What makes the song an anthem is the ring of authenticity: a cry from the heart of summer in a big city, boiling with energy, turmoil and hope.
"1964 was the year when Malcolm X famously said, 'We will get our rights by any means necessary. It really was the year that the black liberation movement was under a shift from the civil rights movement to the Black Power movement," he says. "The people in the Black Power movement used this song for rallies because it got people worked up and got them going."
Mark Kurlansky also notes the litany of cities woven into the song: ' They're dancing in Chicago, down in New Orleans, up in New York City ... Philadelphia, PA, Baltimore and D.C. now," and ending with, " Can't forget the Motor City.' "Every city they list where they were dancing," he says, "was a city with a militant black neighborhood, and a city where, eventually riots, broke out."
Martha Reeves wants it to be known, "I had nothing to do with that. I just sang the song and in my heart, I was visualizing people actually dancing in the street. I wasn't singing, you know, doom and gloom when the sun go down, let's kill everybody and go steal their property, and break into stores and carry refrigerators home on your back."
But she also says the song reminds her of the trials she faced as a black teen in Detroit, before the modern civil rights movement began.
"We couldn't stand on street corners and sing," she recalls, "because there was a police unit called the Big Four. It was usually four big white men, and they had clubs and guns. And if they caught a group of black people standing on the corner singing doo-wop ... they would jump out of the car and attack you, arrest you, or run to your house, because they didn't want blacks gathering. So 'Dancing in the Street' is all of that to me."
Mark Kurlansky believes that "Dancing in the Street" has grown into an American anthem over six decades because its irresistible beat and engaging images let people find their own message in the song. He says that co-writer Mickey Stevenson "saw it as a song about integration: about how young black people and young white people could go out on the street and be together."
WDET, an NPR member station in Detroit, interviewed visitors from around the United States at "Hitsville, U.S.A." — the former Motown Records headquarters on Grand Boulevard, now the Motown Museum — to get their impressions on the song.
"If you listen to the lyrics, it's telling you that when things are rough, you dance in the streets," said Kenneth Atkins, a visitor from Houston. "You have to celebrate victory sometimes. And it makes you feel good. ... It gives you a positive energy." Vincent Thames from Connecticut said he believes the song "brings everyone together. It was saying, 'Shed your fears. Forget about the political thing and just enjoy life.' "

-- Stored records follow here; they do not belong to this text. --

PR #305, opened 2018-01-31
[WIP] Refactor imagery loading EventEmitter into store value

louisgv:
## Description

I refactored the event emitter inside the TreeView to send it to the global store. This way if any other component need access to the imagery, it can simply grab it from the store.

## Reference to official issue

#302 

## How Has This Been Tested?

Manual testing

## CLA
- [ ] I have signed the CLA; if other committers are in the commit history, they have signed the CLA as well

PR #309, opened 2018-02-27
Improve various code styles

lamby:
This PR includes a large number of code refactoring within the backend (Django) part of the application.

### DIFF
--- a/interface/backend/api/urls.py
+++ b/interface/backend/api/urls.py
@@ -21,8 +21,10 @@ from rest_framework.urlpatterns import format_suffix_patterns
 
 
 class RelativeUrlRootView(routers.APIRootView):
-    """ Provides relative URLs for the available endpoints.
     """
+    Provides relative URLs for the available endpoints.
+    """
+
     def get(self, request, *args, **kwargs):
         # Return a plain {"name": "hyperlink"} response.
         ret = OrderedDict()
--- a/interface/backend/api/urls.py
+++ b/interface/backend/api/urls.py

Several other artists have recorded "Dancing in the Street" over the years, including The Mamas and & the Papas and the Grateful Dead. Mick Jagger and David Bowie recorded a duet to benefit Live Aid in 1985, and began it by calling out to "Tokyo, South America, Australia, France, Germany, U.K., Africa." That's how far the song has traveled.
Bowie and Jagger's version was a hit. But it's hard — no, impossible — to improve on Martha Reeves' original. What makes the song an anthem is the ring of authenticity from Motown's original studios in Detroit: a cry from the heart of summer in a big city, boiling with energy, turmoil and hope.
"I will admit that it's one of the greatest songs recorded at Motown," Reeves told us, "and I consider it the anthem of the Motown sound because it makes everybody dance whenever you hear it. Whenever I hear it, I have to almost get up and move."
So do most of us. Stop reading — and start dancing.